EXCERPTED RECORDS:
PR #3153, opened 2021-03-13
Add tpr_resid_from_one keyword to TPRParser

### LINKED ISSUE #2364: TPRParser should not index from 0

lilyminium:
Fixes #2364

Master version of #3152.

 - Add tpr_resid_from_one keyword to TPRParser
 - Set default to ``False``, keeping current status quo
 - Emits a warning for ``tpr_resid_from_one=False`` indicating that default behaviour will change in 2.0

PR Checklist
------------
 - [x] Tests?
 - [x] Docs?
 - [x] CHANGELOG updated?

### DIFF
--- a/package/CHANGELOG
+++ b/package/CHANGELOG
@@ -15,7 +15,7 @@ The rules for this file:
 ------------------------------------------------------------------------------
 ??/??/??  richardjgowers, IAlibay, tylerjereddy, xiki-tempula, lilyminium
 
-  * 1.0.2
+  * 1.1.0
 
 Fixes
   * Replaces decreated NumPy type aliases and fixes NEP 34 explicit ragged
--- a/package/CHANGELOG
+++ b/package/CHANGELOG
@@ -174,6 +174,8 @@ Fixes
   * Contact Analysis class respects PBC (Issue #2368)
 
 Enhancements
+  * Added `tpr_resid_from_one` keyword to select whether TPRParser
+    indexes resids from 0 or 1 (Issue #2364, PR #3153)
   * Added support for FHI-AIMS input files (PR #2705)
   * vastly improved support for 32-bit Windows (PR #2696)
   * Added methods to compute the root-mean-square-inner-product of subspaces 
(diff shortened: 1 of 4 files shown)


package/MDAnalysis/topology/TPRParser.py
```diff
@@ -171,12 +171,24 @@ class TPRParser(TopologyReaderBase):
...
+            files index from 1.
+
         Returns
         -------
         structure : dict
+
+
+        .. versionchanged:: 1.0.2
+            Added the ``tpr_resid_from_one`` keyword to control if
+            resids are indexed from 0 or 1. Default ``False``.
```
orbeckst, line 191: Becomes 1.1.0 ...

orbeckst (changes requested):
Thank you.

The CHANGELOG entries are in the wrong spot (1.0.0?).

The introduction of the `tpr_resid_from_one` keyword forces us to make this 1.1.0 according to https://semver.org/ (ping @IAlibay ).

package/MDAnalysis/topology/TPRParser.py
lilyminium: I thought we were going to leave 1.x at the 1.0.x states? It's becoming increasingly difficult to deal with Python 2.7, as evidenced by the recent issues with CI. What about putting the deprecation in 2.0 and then making the final change in a later release?

Tagging any interested @MDAnalysis/coredevs.

package/CHANGELOG
```diff
@@ -13,7 +13,7 @@ The rules for this file:
   * release numbers follow "Semantic Versioning" http://semver.org
 
 ------------------------------------------------------------------------------
-??/??/??  richardjgowers, IAlibay, tylerjereddy, xiki-tempula,
+??/??/??  richardjgowers, IAlibay, tylerjereddy, xiki-tempula, lilyminium
 
   * 1.0.2
```
IAlibay, line 18: To avoid confusion can you change this one to 1.1.0 please?
```suggestion
  * 1.1.0
```

We'll change the version tags on release, but this will just confuse folks doing any PRs.

lilyminium: Ok, done :)

orbeckst (approved):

THE TASK: Each entry should be written out again exactly, with no word left out.

TASK RESULT:
PR #3153, opened 2021-03-13
Add tpr_resid_from_one keyword to TPRParser

### LINKED ISSUE #2364: TPRParser should not index from 0

lilyminium:
Fixes #2364

Master version of #3152.

 - Add tpr_resid_from_one keyword to TPRParser
 - Set default to ``False``, keeping current status quo
 - Emits a warning for ``tpr_resid_from_one=False`` indicating that default behaviour will change in 2.0

PR Checklist
------------
 - [x] Tests?
 - [x] Docs?
 - [x] CHANGELOG updated?

### DIFF
--- a/package/CHANGELOG
+++ b/package/CHANGELOG
@@ -15,7 +15,7 @@ The rules for this file:
 ------------------------------------------------------------------------------
 ??/??/??  richardjgowers, IAlibay, tylerjereddy, xiki-tempula, lilyminium
 
-  * 1.0.2
+  * 1.1.0
 
 Fixes
   * Replaces decreated NumPy type aliases and fixes NEP 34 explicit ragged
--- a/package/CHANGELOG
+++ b/package/CHANGELOG
@@ -174,6 +174,8 @@ Fixes
   * Contact Analysis class respects PBC (Issue #2368)
 
 Enhancements
+  * Added `tpr_resid_from_one` keyword to select whether TPRParser
+    indexes resids from 0 or 1 (Issue #2364, PR #3153)
   * Added support for FHI-AIMS input files (PR #2705)
   * vastly improved support for 32-bit Windows (PR #2696)
   * Added methods to compute the root-mean-square-inner-product of subspaces 
(diff shortened: 1 of 4 files shown)


package/MDAnalysis/topology/TPRParser.py
```diff
@@ -171,12 +171,24 @@ class TPRParser(TopologyReaderBase):
...
+            files index from 1.
+
         Returns
         -------
         structure : dict
+
+
+        .. versionchanged:: 1.0.2
+            Added the ``tpr_resid_from_one`` keyword to control if
+            resids are indexed from 0 or 1. Default ``False``.
```
orbeckst, line 191: Becomes 1.1.0 ...

orbeckst (changes requested):
Thank you.

The CHANGELOG entries are in the wrong spot (1.0.0?).

The introduction of the `tpr_resid_from_one` keyword forces us to make this 1.1.0 according to https://semver.org/ (ping @IAlibay ).

package/MDAnalysis/topology/TPRParser.py
lilyminium: I thought we were going to leave 1.x at the 1.0.x states? It's becoming increasingly difficult to deal with Python 2.7, as evidenced by the recent issues with CI. What about putting the deprecation in 2.0 and then making the final change in a later release?

Tagging any interested @MDAnalysis/coredevs.

package/CHANGELOG
```diff
@@ -13,7 +13,7 @@ The rules for this file:
   * release numbers follow "Semantic Versioning" http://semver.org
 
 ------------------------------------------------------------------------------
-??/??/??  richardjgowers, IAlibay, tylerjereddy, xiki-tempula,
+??/??/??  richardjgowers, IAlibay, tylerjereddy, xiki-tempula, lilyminium
 
   * 1.0.2
```
IAlibay, line 18: To avoid confusion can you change this one to 1.1.0 please?
```suggestion
  * 1.1.0
```

We'll change the version tags on release, but this will just confuse folks doing any PRs.

lilyminium: Ok, done :)

orbeckst (approved):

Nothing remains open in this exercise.